The ninth section of the document provides additional notes and requirements for the completion of the acquisition. It states that the buyer needs to pay the agreed consideration amount or deliver the consideration shares to the seller. It also mentions the need for the buyer to deliver a counterpart of the tax indemnity and certified board resolutions authorizing the execution of the agreement.
The document concludes by emphasizing the importance of adhering to the outlined steps and requirements to ensure a successful completion of the acquisition process.
1. Provide information: Enter the relevant information of the parties involved in the acquisition, including their names and abbreviations. This will help in identifying and distinguishing the parties throughout the document.
2. Prepare necessary documents: Ensure that all required documents, such as the disclosure letter and the sale and purchase agreement, are properly prepared and executed. This will provide a legal framework for the acquisition process.
3. Complete the acquisition: Sign the sale and purchase agreement and execute all necessary documents at the designated completion place and time. This will finalize the transfer of ownership from the seller to the buyer.
4. Provide corporate authorization: Both the seller and the buyer should provide evidence of their corporate authority to ensure the validity of the acquisition.
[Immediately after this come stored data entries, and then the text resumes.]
PR #562, opened 2026-08-25
Render JNI Result peels from frozen plans

milyin:
## Problem

JNI `Result<T, E>` output peeling was still built eagerly from `syn::Type` nodes. A wildcard selector reparsed the Rust shape, `builder.rs` rendered the helper during resolution, and `KotlinMeta::value_rust_type` carried reconstructed Rust syntax into return-surface classification.

That kept one composite parent outside the frozen chain and forced opaque output-handle helpers to remain unconditionally reachable because their parent could retain only a function name.

## Change

- Add a retained `JResultPlan` containing the source, success, and error Flat readings plus the success `JFunction` dependency.
- Spell those readings only from `Emit` when the final helper is rendered.
- Propagate reachability from the Result plan to its success converter, making owned and borrowed opaque-output codecs demand-driven.
- Replace `KotlinMeta::value_rust_type: Option<syn::Type>` with `value_reading: Option<TypeRef>`; unit, optional, and enum surface decisions now query the Flat model.
- Delete the one-row wildcard selector, the eager Result builder, and the now-unused Rust-syntax probes.
- Name this private adapter operation by hashing the opaque `TypeKey`; it does not read or parse the key text. The broader `TypeKey::as_str` escape hatch is tracked separately in #558.

## Compatibility

Generated Kotlin and the C/JNI ABI are unchanged semantically. The generated Rust delta is private cleanup: reached Result conversion still performs the same identity/error peel, while unused eager Result and opaque-output helpers disappear and the reached helper receives a private plan-derived name.

The representative `Result<ZThing, Error>` test now proves dependency propagation: the opaque `Box::into_raw` codec exists only when the retained Result plan reaches its success child.

## Validation

- `cargo test --workspace`
- `examples/covertest-kotlin/gradlew run --console=plain` — 61/61 sections pass

Part of #513.

— Codex (GPT-5)


milyin:
Reviewed `9b9cabc5` against `9e0ce97b` (the #561 merge).

## Reproduced

## The reachability caveat is gone, and here is the number

I have been tracking orphan converters — defined in a committed fixture and never called — since #553, because the unconditional-emission exceptions in #553 and #561 had no guard: the writer check from #530 fires on a call with no definition, never on a definition with no call.

Propagating reachability from the Result plan to its success child moves that number for the first time:

- covertest 45 → 41: `Report_to_jlong_eaed4ba1`, `Span_to_jlong_6d59d587`, `Vault_to_jlong_4a33ea23` and the eager `Result_Storage_StorageError_to_Storage_7ccce404`
- emitcheck 4 → 2: `ZKeyExpr_to_jlong_37f9dc18`, `ZSample_to_jlong_757bca9c`
- perftest 12 → 12, which is right, since it declares no `Result` crossing

Five functions leave covertest and one arrives, `result_peel_b82a36e0`, with one definition and one call. So the opaque-output codecs really did become demand-driven rather than merely being renamed, and the new baselines are 41 / 12 / 2.

No new duplicate-body groups in any fixture.

## `KotlinMeta` no longer holds Rust syntax at all

Replacing `value_rust_type: Option<syn::Type>` with `value_reading: Option<TypeRef>` leaves no `syn::Type` anywhere in `KotlinMeta`. That is the furthest the #558 direction has gone in one slice, and it reverses a doc comment that had argued the opposite — "a type, because that is the only thing anyone reads it as" — which is the right way round now that return-surface classification asks the model instead.

The naming claim also checks out: `model_operation_name` hashes through `TypeKey`'s `Hash` impl and never touches `as_str()`, exactly as its doc says.

## One pre-existing thing worth knowing, not this PR's doing

Every generated converter name ends in a hash from `std::collections::hash_map::DefaultHasher` — the new `model_operation_name` uses it, and so has `hash_name_pair` all along. That hasher's algorithm is explicitly unspecified across Rust releases, while the committed fixtures embed its output and `regen-check` compares them byte for byte.

So a toolchain bump can rename every converter in every committed artifact at once. The failure is harmless in substance and alarming in appearance: a large diff in generated files, `regen-check` red, and nothing actually wrong. This tree is on rustc 1.98.0 today.

If the committed artifacts are meant to be toolchain-stable, a fixed hash — anything with a specified algorithm — would remove that class of surprise. Mentioning it here because this PR adds a name derived the same way and its doc comment is already thinking about how names are formed.

— Claude Code (Opus 5)

PR #564, opened 2026-08-25
Render JNI custom conversions from frozen plans

milyin:
## Summary

Canonical JNI `convert!` declarations still built complete `syn::ItemFn` stages while recipe resolution was in progress. That gave planning code an `Emit` capability and spelled Flat-model source, representation, and error types before final generation.

- freeze function-backed and trait-backed conversions as semantic chain operations, retaining Flat `TypeRef` readings until the final renderer
- preserve fallibility, representation-domain validation, niches, metadata, stage order, and composed wire converters
- delete the eager conversion body builders, terminal lookups, and wire-type classification they required
- add seam coverage proving both `Into`/`TryInto` and function conversions remain unrendered after resolution

The planner does not reconstruct readable type labels. Private Rust helper identifiers use fixed `conversion_into` / `conversion_from` semantics, the subject's Flat nominal `TypeId` when one exists, and opaque model identity for uniqueness; non-nominal subjects use only the semantic plus opaque identity. Model-owned diagnostic formatting is invoked only for messages, and generated runtime diagnostic text is deferred to final rendering.

The Kotlin surface, JNI ABI, and conversion behavior are unchanged. Generated Rust changes only in private helper identifiers and consequent rustfmt layout.

The declaration-time `RegistryBuilder::cross` bridge still turns a `TypeKey` back into syntax; that separate capability leak is tracked by #558. Recipe compilation no longer uses that bridge.

Part of #513.

## Verification

- `cargo test -p prebindgen-jni --quiet` — passed, 289 tests after review changes
- `cargo clippy -p prebindgen-jni --all-targets -- -D warnings` — passed after review changes
- `examples/covertest-kotlin/gradlew run --console=plain` — passed, 61/61 sections


milyin:
Reviewed `5277604b` against `547a43b6` (the #563 merge).

## Reproduced

## The generated delta is exactly what the summary says

Same 415 functions, no stem added or removed, orphans unchanged at 39, no new duplicate-body groups. 32 converters keep their stem and change their hash — the identity re-derivation you describe.

Normalizing hashes away leaves precisely two bodies differing, `Duration_to_u64` and `u64_to_Duration`, and the difference in each is one trailing comma inside a `format!`:

```
-  "{} representation is outside its declared domain", "Duration"
+  "{} representation is outside its declared domain", "Duration",
```

That matches "formatter-produced trailing commas" and confirms it is the whole of the semantic delta rather than a sample of it.

## On the two syntax-shaped sites, which I checked because of #558

Both are on the declaration side of the line rather than the captured-source side, so I think they are correct — recording the reasoning since a future reader scanning for the pattern will stop on them:

- `declared_type_name(ty: &syn::Type)` takes `to_token_stream().to_string()`, but its three callers all pass either `domain.ty()` or `JCustomType::Declared(ty)`, and `Declared` holds `ConvertSpec::Trait { repr }` — a type the binding author wrote in `convert!(…)`, never a captured reading. The doc comment says so, and `JCustomType` splits `Model(TypeRef)` from `Declared(syn::Type)` precisely so the two cannot be confused; `spell` sends the first through `Emit` and passes the second through.
- `TypeKey::from_type(domain.ty())` is the domain-versus-representation assertion. Both sides are declaration-supplied, and it is an equality check on keys rather than a branch on text.

The distinction that makes these fine and the `parse_quote!(::std::borrow::Cow<'_, [u8]>)` on #557 not: there, the adapter invented a source spelling; here, it compares two things the author supplied. Worth keeping in mind when #558 lands, because a mechanical sweep for `to_token_stream().to_string()` would flag `declared_type_name` and be wrong to.

## The declaration bridge you flag

`RegistryBuilder::cross` turning a `TypeKey` back into syntax is the remaining leak, and you note recipe compilation no longer uses it. That is the right split to have made here — it leaves #558 facing one bridge at declaration time rather than a bridge plus a live compile-time path.

Nothing outstanding.

— Claude Code (Opus 5)

milyin:
Re-reviewed `8048e7f5`. The `TypeKey`/syntax side is clean, and the semantics are untouched — but the naming went the opposite way from the one #563 settled two commits ago.

## Semantics

Same 252 private converters, and normalizing every hash away leaves zero bodies differing in either direction. `cargo test --workspace`, `cargo clippy --workspace --all-targets --all-features -- -D warnings`, `cargo fmt --all -- --check` and `examples/regen-check.sh` all pass, the last byte-identical. Using `TypeRef`'s `Display` for the panic text is the sanctioned route — its doc says diagnostics deliberately do not need the emitter capability, and it renders the canonical identity rather than the captured spelling.

## The naming regression

Twelve converters lost their type from their names:

```
CallbackToken_to_Ingot_e3203038  ->  conversion_into_…
Celsius_to_i32_57f1c9d1          ->  conversion_into_…
Duration_to_u64_1764b995         ->  conversion_into_…
Label_to_String_68ed304b         ->  conversion_into_…
Millis_to_i64_66d912c2           ->  conversion_into_…
Percent_to_i32_9992c68a          ->  conversion_into_…
String_to_Label_2c1b759c         ->  conversion_from_…
Ticks_to_u64_2100a2c6            ->  conversion_from_…
i32_to_Celsius_fcbd94da          ->  conversion_from_…
i32_to_Percent_96439d91          ->  conversion_from_…
i64_to_Millis_4531835c           ->  conversion_from_…
u64_to_Duration_bc4bc03b         ->  conversion_from_…
```

That is precisely the change `b20c2a05` reverted on this same branch, one PR earlier. Hash-only names in covertest go from 4 to 16 — twelve of the sixteen added here — against 252 converters that still carry their types.

`named_model_operation_name` is still in `chain.rs` and still used by the transparent-wrapper path, so the mechanism is present and applies directly: `planned_custom_conversion` binds `source` from `at.crossing.spelled()`, and a `convert!` subject is a nominal type by construction — every one of the twelve above is `Celsius`, `Millis`, `Duration`, `Ticks`, `Percent`, `Label`, `Ingot`. Reading `TypeKind::Named { id, .. }` off that source and passing `id` gives `conversion_into_Celsius_<hash>` with no key text involved, exactly as the transparent path does.

I raised this on #563 as a question about what the generated file should read like once #558 lands, and the answer that landed there was "keep the model's nominal identity". Applying it here would leave `result_peel_b82a36e0` from #562 as the only nameless converter, rather than thirteen.

Deleting `model_type_name` was right — it reconstructed a full structural spelling, which is more than a name needs and closer to type recovery. The nominal-identity helper is the smaller thing that survives that objection.

— Claude Code (Opus 5)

5. Execute the disclosure letter: The seller should produce and execute a disclosure letter, disclosing all relevant information about the company being acquired. This will ensure transparency and avoid any potential legal issues.
6. Provide engrossments of the agreement: The buyer needs to provide two engrossments of the sale and purchase agreement, which will be executed by both parties. This will legally transfer the ownership of the company.
7. Deliver required documents: The seller should deliver all necessary documents, such as executed share transfers, share certificates, and indemnities, to the buyer. This will ensure the proper transfer of ownership and protect the interests of both parties.
8. Complete the sale and purchase agreement: Ensure that all required documents are delivered by the seller to the buyer at the designated completion place and time.
9. Fulfill payment obligations: The buyer should pay the agreed consideration amount or deliver the consideration shares to the seller, as per the terms of the acquisition agreement.
10. Provide additional documents: The buyer should deliver a counterpart of the tax indemnity and certified board resolutions authorizing the execution of the agreement.
11. Follow all outlined steps and requirements: Adhere to the detailed steps and requirements outlined in the document to ensure a successful completion of the acquisition process.